Dave and I pointed out that the means do show gains, but state programs vary in their effectiveness. It’s not the case that any old preschool is worth doing, and that’s why everyone always says that preschool must be “high quality.” But exactly how to ensure high quality is not so obvious.

A recent study (Weiland & Yoshikawa, 2013) reported research that was notable in this respect: important decisions and procedures concerning the programs were made by the people and in the way such decisions will likely to be made as state preK programs expand or are initiated. The district was Boston Public Schools, and they offer preK for any child of age—there is no restriction based on income. The district:
1. picked the curriculum.
2. figured out how to implement the curriculum at scale without any input from its developers.
3. developed its own coaching program for teachers, meant to ensure that the curricula were implemented effectively.
The second and third points are especially important, as the greatest challenge in education research has been bringing what look like useful ideas to scale. It’s not certain why that’s so, but one good guess is that as you scale up, the people actually implementing the curriculum have little or no contact with the person who developed it. So it’s harder to tell exactly how it’s supposed to go.
Naturally, schools and classrooms will want to tweak the program here and there to make it a better fit for their school or classroom. They will use their judgment as to which changes won’t affect the overall integrity of the program, but the voice of the developer of the curriculum is probably important in this conversation.

Weiland and Yoshikawa measured the progress of 2,018 children in 238 classrooms during the 2008/09 school year. They found moderate to large gains in language, pre-reading, and math skills. There was even a small effect in executive function skills, although the two curricula did not target these directly. Interestingly (and in contrast to other findings) they found no interaction with household income; poor and wealthy children showed the same benefit. There were some interactions with ethnicity: children from Hispanic homes showed larger benefits than others on some measures.
There are questions that could be raised. The comparison children were those who had just missed the age cut-off to attend the preschool. So those children are, obviously, younger, and might be expected to show less development during those 9 months than older children. Another objection concerns what those control kids were doing during the year. The researchers did have data on this question, and reported that many were in setting that typically do not offer much opportunities for cognitive growth, e.g., center-based care (although the researchers argued that Massachusetts imposes stricter regulations for quality on such settings than most states do.)

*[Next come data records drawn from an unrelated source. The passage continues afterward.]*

PR #446, opened 2022-04-04
Backport upstream improvements

cronicc:
Backports of:
 * https://github.com/zcash/zcash/pull/2873 - improve sync performance by increasing default value of dbcache
 * https://github.com/zcash/zcash/pull/2797 - Implement z_mergetoaddress for combining UTXOs and notes
 * https://github.com/zcash/zcash/pull/3080 - Return JoinSplit and JoinSplitOutput indexes in z_listreceivedbyaddress
 * https://github.com/zcash/zcash/pull/2913 - Add z_listunspent RPC call
 * https://github.com/zcash/zcash/pull/3106 - Add Note Locking to z_mergetoaddress


src/wallet/rpcwallet.cpp
```diff
@@ -4762,6 +4895,9 @@ UniValue z_listreceivedbyaddress(const UniValue& params, bool fHelp)
         obj.pushKV("amount", ValueFromAmount(CAmount(entry.plaintext.value())));
         std::string data(entry.plaintext.memo().begin(), entry.plaintext.memo().end());
         obj.pushKV("memo", HexStr(data));
+        // (txid, jsindex, jsoutindex) is needed to globally identify a note
+        obj.pushKV("jsindex", entry.jsop.js);
+        obj.pushKV("jsoutindex", entry.jsop.n);
```
a-petrini, line 4902: Please, add the description of the added fields to the function dcoumentation, as done in `UniValue z_listunspent(const UniValue& params, bool fHelp)`

cronicc: Fixed in https://github.com/HorizenOfficial/zen/pull/446/commits/5378dbf723b880a8bab27983ea0947356512973d

src/wallet/rpcwallet.cpp
```diff
@@ -4019,6 +4020,138 @@ UniValue listunspent(const UniValue& params, bool fHelp)
...
+
+        // Keep track of addresses to spot duplicates
+        set<std::string> setAddress;
+
+        // Sources
+        for (const UniValue& o : addresses.getValues()) {
+            if (!o.isStr()) {
+                throw JSONRPCError(RPC_INVALID_PARAMETER, "Invalid parameter, expected string");
+            }
+            string address = o.get_str();
```
drgora: I'd suggest to make this a const& to save one copy:
```suggestion
std::string const& address = o.get_str();
```

src/wallet/rpcwallet.cpp
```diff
@@ -5812,6 +5950,347 @@ UniValue z_shieldcoinbase(const UniValue& params, bool fHelp)
...
+
+    // Keep track of addresses to spot duplicates
+    std::set<std::string> setAddress;
+
+    // Sources
+    for (const UniValue& o : addresses.getValues()) {
+        if (!o.isStr())
+            throw JSONRPCError(RPC_INVALID_PARAMETER, "Invalid parameter, expected string");
+
+        std::string address = o.get_str();
```
drgora: Just like above, I'd suggest:
`std::string const& address = o.get_str();`

src/wallet/asyncrpcoperation_mergetoaddress.cpp
```diff
@@ -0,0 +1,943 @@
...
+using namespace libzcash;
+
+int mta_find_output(UniValue obj, int n)
+{
+    UniValue outputMapValue = find_value(obj, "outputmap");
+    if (!outputMapValue.isArray()) {
+        throw JSONRPCError(RPC_WALLET_ERROR, "Missing outputmap for JoinSplit operation");
+    }
+
+    UniValue outputMap = outputMapValue.get_array();
```
drgora: I'd suggest to make this a const& to save one copy:
`UniValue const& outputMap = outputMapValue.get_array();`

src/wallet/rpcwallet.cpp
```diff
@@ -4019,6 +4020,138 @@ UniValue listunspent(const UniValue& params, bool fHelp)
...
+    bool fIncludeWatchonly = false;
+    if (params.size() > 2) {
+        fIncludeWatchonly = params[2].get_bool();
+    }
+
+    LOCK2(cs_main, pwalletMain->cs_wallet);
+
+    // User has supplied zaddrs to filter on
+    if (params.size() > 3) {
+        UniValue addresses = params[3].get_array();
```
drgora: Same as above, I'd suggest to make `addresses` a `const&` here

src/wallet/rpcwallet.cpp
```diff
@@ -5812,6 +5950,347 @@ UniValue z_shieldcoinbase(const UniValue& params, bool fHelp)
...
+
+    LOCK2(cs_main, pwalletMain->cs_wallet);
+
+    bool useAny = false;
+    bool useAnyUTXO = false;
+    bool useAnyNote = false;
+    std::set<CBitcoinAddress> taddrs = {};
+    std::set<libzcash::PaymentAddress> zaddrs = {};
+
+    UniValue addresses = params[0].get_array();
```
drgora: Same as above, I'd suggest to make `addresses` a `const&` here

src/wallet/rpcwallet.cpp
```diff
@@ -5812,6 +5950,347 @@ UniValue z_shieldcoinbase(const UniValue& params, bool fHelp)
...
+    std::string memo;
+    if (params.size() > 5) {
+        memo = params[5].get_str();
+        if (!isToZaddr) {
+            throw JSONRPCError(RPC_INVALID_PARAMETER, "Memo can not be used with a taddr.  It can only be used with a zaddr.");
+        } else if (!IsHex(memo)) {
+            throw JSONRPCError(RPC_INVALID_PARAMETER, "Invalid parameter, expected memo data in hexadecimal format.");
+        }
+        if (memo.length() > ZC_MEMO_SIZE*2) {
+            throw JSONRPCError(RPC_INVALID_PARAMETER,  strprintf("Invalid parameter, size of memo is larger than maximum allowed %d", ZC_MEMO_SIZE ));
```
drgora: Any reason why we print `ZC_MEMO_SIZE` here, while we check for `ZC_MEMO_SIZE*2`?

src/wallet/rpcwallet.cpp
```diff
@@ -5812,6 +5950,347 @@ UniValue z_shieldcoinbase(const UniValue& params, bool fHelp)
...
+        } else if (address == "ANY_TADDR") {
+            useAnyUTXO = true;
+        } else if (address == "ANY_ZADDR") {
+            useAnyNote = true;
+        } else {
+            CBitcoinAddress taddr(address);
+            if (taddr.IsValid()) {
+                // Ignore any listed t-addrs if we are using all of them
+                if (!(useAny || useAnyUTXO)) {
+                    taddrs.insert(taddr);
```
drgora: I'd suggest to `taddrs.insert(std::move(taddr));` here, we should save some mem copies.

src/wallet/rpcwallet.cpp
```diff
@@ -5812,6 +5950,347 @@ UniValue z_shieldcoinbase(const UniValue& params, bool fHelp)
...
+    bool useAnyNote = false;
+    std::set<CBitcoinAddress> taddrs = {};
+    std::set<libzcash::PaymentAddress> zaddrs = {};
+
+    UniValue addresses = params[0].get_array();
+    if (addresses.size()==0)
+        throw JSONRPCError(RPC_INVALID_PARAMETER, "Invalid parameter, fromaddresses array is empty.");
+
+    // Keep track of addresses to spot duplicates
+    std::set<std::string> setAddress;
```
drgora, line 6038: `std::unordered_set` might be better suited for this use case

src/wallet/rpcwallet.cpp
```diff
@@ -5812,6 +5950,347 @@ UniValue z_shieldcoinbase(const UniValue& params, bool fHelp)
...
+            }
+        }
+
+        if (setAddress.count(address))
+            throw JSONRPCError(RPC_INVALID_PARAMETER, string("Invalid parameter, duplicated address: ") + address);
+        setAddress.insert(address);
+    }
+
+    // Validate the destination address
+    auto destaddress = params[1].get_str();
```
drgora: This could also be a `std::string const&`

src/wallet/asyncrpcoperation_mergetoaddress.cpp
```diff
@@ -0,0 +1,943 @@
...
+        }
+    }
+
+    throw std::logic_error("n is not present in outputmap");
+}
+
+AsyncRPCOperation_mergetoaddress::AsyncRPCOperation_mergetoaddress(
+    CMutableTransaction contextualTx,
+    std::vector<MergeToAddressInputUTXO> utxoInputs,
+    std::vector<MergeToAddressInputNote> noteInputs,
```
drgora: We make local copies of these vectors at line 62, so I'd suggest to make these `const&` in the signature to avoid unnecessary mem copies.

src/wallet/wallet.cpp
```diff
@@ -4431,7 +4480,7 @@ void CWallet::GetFilteredNotes(std::vector<CNotePlaintextEntry> & outEntries, st
             PaymentAddress pa = nd.address;
 
             // skip notes which belong to a different payment address in the wallet
-            if (fFilterAddress && !(pa == filterPaymentAddress)) {
+            if (!(filterAddresses.empty() || filterAddresses.count(pa))) {
```
AndreaLanfranchi: Seems to me a bit convoluted to read. What is the intention here ? 
Due to the negation it does not continue when:
- either `filterAddresses.empty() == true` (which implies `filterAddresses.count(pa) == 0` for sure)
- or `filterAddresses.count(pa) != 0` (which implies `filterAddresses.empty() == false` for sure)

It continues only if `filterAddresses.count(pa) == 0` or in other word if `pa ∉ filterAddesses`

So why not simply ?
```suggestion
            if (!filterAddresses.contains(pa)) {
```

AndreaLanfranchi: Which raises an immediate question ... 
why even enter the loop `for (auto & pair : wtx.mapNoteData) {` if `filterAddresses` is empty ?
Under such condition there is no point traversing it and do continuous lookups on an empty set

Edit. After better comprehension this comment is wrong

src/wallet/wallet.cpp
```diff
@@ -4658,3 +4712,78 @@ std::shared_ptr<CWalletTransactionBase> CWalletTransactionBase::MakeWalletObject
...
+        CWalletTransactionBase& wtx = *(p.second);
+
+        // Filter the transactions before checking for notes
+        if (!CheckFinalTx(*wtx.getTxBase()) || !wtx.HasMatureOutputs() || wtx.GetDepthInMainChain() < minDepth || wtx.GetDepthInMainChain() > maxDepth) {
+            continue;
+        }
+
+        if (wtx.mapNoteData.size() == 0) {
+            continue;
+        }
```
AndreaLanfranchi, line 4736: This is pleonastic and unneeded. When `wtx.mapNoteData.empty()` the following range loop does not even enter.

src/wallet/wallet.cpp
```diff
@@ -4658,3 +4712,78 @@ std::shared_ptr<CWalletTransactionBase> CWalletTransactionBase::MakeWalletObject
...
+
+        for (auto & pair : wtx.mapNoteData) {
```
AndreaLanfranchi, line 4738: Maybe structured binding adds more readibility. Also, imho, derived paired values should be marked const.
```suggestion
        for (const auto & [/*JSOutPoint*/ jsop, /*CNoteData*/ nd] : wtx.mapNoteData) {
```

src/wallet/wallet.cpp
```diff
@@ -4658,3 +4712,78 @@ std::shared_ptr<CWalletTransactionBase> CWalletTransactionBase::MakeWalletObject
...
 }
+
+/* Find unspent notes filtered by payment address, min depth and max depth */
+void CWallet::GetUnspentFilteredNotes(
+    std::vector<CUnspentNotePlaintextEntry>& outEntries,
+    std::set<PaymentAddress>& filterAddresses,
+    int minDepth,
+    int maxDepth,
+    bool requireSpendingKey)
+{
```
AndreaLanfranchi, line 4723: This opening block adds an unneeded indentation level : the lock stays active till end or early exit of function

Edit. Disregard this ... optical illusion caused my habit to see open braces for function on the same line of function definition

src/wallet/wallet.cpp
drgora: I agree the condition is a bit convoluted to read, but I believe your suggestion is not logically equal.
With the original loop, if `filterAddresses` is empty you do not execute `continue`, while with your suggestion you do execute `continue`.

I do not have the full picture clear yet, but my guess is that `filterAddresses` is an optional whitelist that you might not use. If that is the case, my suggestion would be:

```suggestion
            if (!filterAddresses.empty() && !filterAddresses.contains(pa)) {
```

src/wallet/asyncrpcoperation_mergetoaddress.cpp
```diff
@@ -0,0 +1,943 @@
...
+    }
+
+    set_state(OperationStatus::EXECUTING);
+    start_execution_clock();
+
+    bool success = false;
+
+#ifdef ENABLE_MINING
+#ifdef ENABLE_WALLET
+    GenerateBitcoins(false, NULL, 0);
```
drgora, line 128: It might be nice to add a brief comment on why we stop mining here, and resume later on

src/wallet/asyncrpcoperation_mergetoaddress.cpp
```diff
@@ -0,0 +1,943 @@
...
+    /**
+     * END SCENARIO #2
+     */
+
+
+    // Copy zinputs to more flexible containers
+    std::deque<MergeToAddressInputNote> zInputsDeque;
+    for (auto o : noteInputs_) {
+        zInputsDeque.push_back(o);
+    }
```
drgora: I'd suggest the following form, which is more compact and saves some mem copies:

```suggestion
    std::deque<MergeToAddressInputNote> zInputsDeque(noteInputs_.begin(), noteInputs_.end());
```

src/wallet/asyncrpcoperation_mergetoaddress.cpp
```diff
@@ -0,0 +1,943 @@
...
+    sign_send_raw_transaction(obj);
+    return true;
+}
+
+
+/**
+ * Sign and send a raw transaction.
+ * Raw transaction as hex string should be in object field "rawtxn"
+ */
+void AsyncRPCOperation_mergetoaddress::sign_send_raw_transaction(UniValue obj)
```
drgora: `obj` could also be passed by reference:

```suggestion
void AsyncRPCOperation_mergetoaddress::sign_send_raw_transaction(UniValue const& obj)
```

src/wallet/asyncrpcoperation_mergetoaddress.cpp
```diff
@@ -0,0 +1,943 @@
...
+    }
+    for (size_t i = 0; i < ZC_NUM_JS_OUTPUTS; i++) {
+        arrOutputMap.push_back(outputMap[i]);
+    }
+
+
+    // !!! Payment disclosure START
+    unsigned char buffer[32] = {0};
+    memcpy(&buffer[0], &joinSplitPrivKey_[0], 32); // private key in first half of 64 byte buffer
+    std::vector<unsigned char> vch(&buffer[0], &buffer[0] + 32);
```
drgora: It seems to me that there's no need for this `buffer` array, I'd suggest the following:

```suggestion
    std::vector<unsigned char> vch(32);
    memcpy(vch.data(), &joinSplitPrivKey_[0], 32);
```

src/wallet/asyncrpcoperation_mergetoaddress.cpp
```diff
@@ -0,0 +1,943 @@
...
+    UniValue obj(UniValue::VOBJ);
+    obj.pushKV("encryptednote1", encryptedNote1);
+    obj.pushKV("encryptednote2", encryptedNote2);
+    obj.pushKV("rawtxn", HexStr(ss.begin(), ss.end()));
+    obj.pushKV("inputmap", arrInputMap);
+    obj.pushKV("outputmap", arrOutputMap);
+    return obj;
+}
+
+std::array<unsigned char, ZC_MEMO_SIZE> AsyncRPCOperation_mergetoaddress::get_memo_from_hex_string(std::string s)
```
drgora: No need to copy the string here:

```suggestion
std::array<unsigned char, ZC_MEMO_SIZE> AsyncRPCOperation_mergetoaddress::get_memo_from_hex_string(std::string const& s)
```

drgora (commented):
The features introduced with this PR look reasonable to me.
The implementation looks functionally correct to me, even though I cannot vouch with strong confidence for the JoinSplit part.

I have left few comments here and there. These are mainly stylistic suggestions and to avoid unneeded memory copies, but given the limited impact on performance none of these is a real blocker.

Also, on a more general note, I believe it would be better to remove explicit initialization with the default values (e.g.  `src/wallet/rpcwallet.cpp#4085`}, and move hardcoded numeric literals into preprocessor macros, or enums, or something similar.

src/wallet/asyncrpcoperation_mergetoaddress.cpp
AndreaLanfranchi: Or even simpler use vector initialization directly just as
```
std::vector<unsigned char> vch(joinSplitPrivKey, 32);
```

src/wallet/asyncrpcoperation_mergetoaddress.cpp
AndreaLanfranchi: @drgora at first sight I don't agree on this.
I believe the copy is intentional : I found this object constructor used only in one shared_pointer and for this reason I suppose the object itself outlives the original vectors it has been costructed from (hence leaving the object to a reference which does not point to anything with obvious consequences).
What I would do instead is to change the constructor to `move` the ownership of the vectors to the class instance. In such way we don't have a copy and we've honored the original intention.

Edit: I misunderstood the intentions (thought would mean to change member of class to a const ref)

src/wallet/asyncrpcoperation_mergetoaddress.cpp
AndreaLanfranchi: I agree with @drgora with a comment addition though: this method is named "sign_send_raw_transaction" so I'm expecting the input parameter to be a "raw_transaction" ... why we do pass the whole "UniValue" object to pull the transaction from ?

src/wallet/asyncrpcoperation_mergetoaddress.cpp
AndreaLanfranchi: Agree on this with a hint: let's be consistent using `qualifier -> type -> name` (eg. `const std::string& s` instead of `std::string const& s`)

src/wallet/asyncrpcoperation_mergetoaddress.cpp
AndreaLanfranchi: And of course use the form `qualifier -> type -> name` (eg. `const UniValue& obj`)

src/wallet/rpcwallet.cpp
AndreaLanfranchi: Probably not worth here: in set there's no expetation of a high number of elements.

ptagl (approved):

drgora (approved):

AndreaLanfranchi (approved):
Ok for me too. Thank you.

Despite these caveats, this study represents the kind of thing Dave and I had in mind when we said the Department of Education should make communicating research findings to states a priority. Boston faced exactly the problem that many districts will face, they solved it using their own limited resources as districts will have to, and by all appearances, it’s been a success.
References:
Gormley, W. T., Gayer, T., Phillips, D., & Dawson, B. (2005). The effects of universal pre-K on cognitive development. Developmental Psychology, 41, 872–884.
Magnuson, K., Ruhm, C., & Waldfogel, J. (2007). Does prekindergarten improve school preparation and per-formance? Economics of Education Review, 26,33–51.
Weiland, C. & Yoshikawa, H. (2013). Impacts of a prekindergarten program on children’s mathematics, language, literacy, executive function, and emotional skills. Child Development, 84, 2112-2130.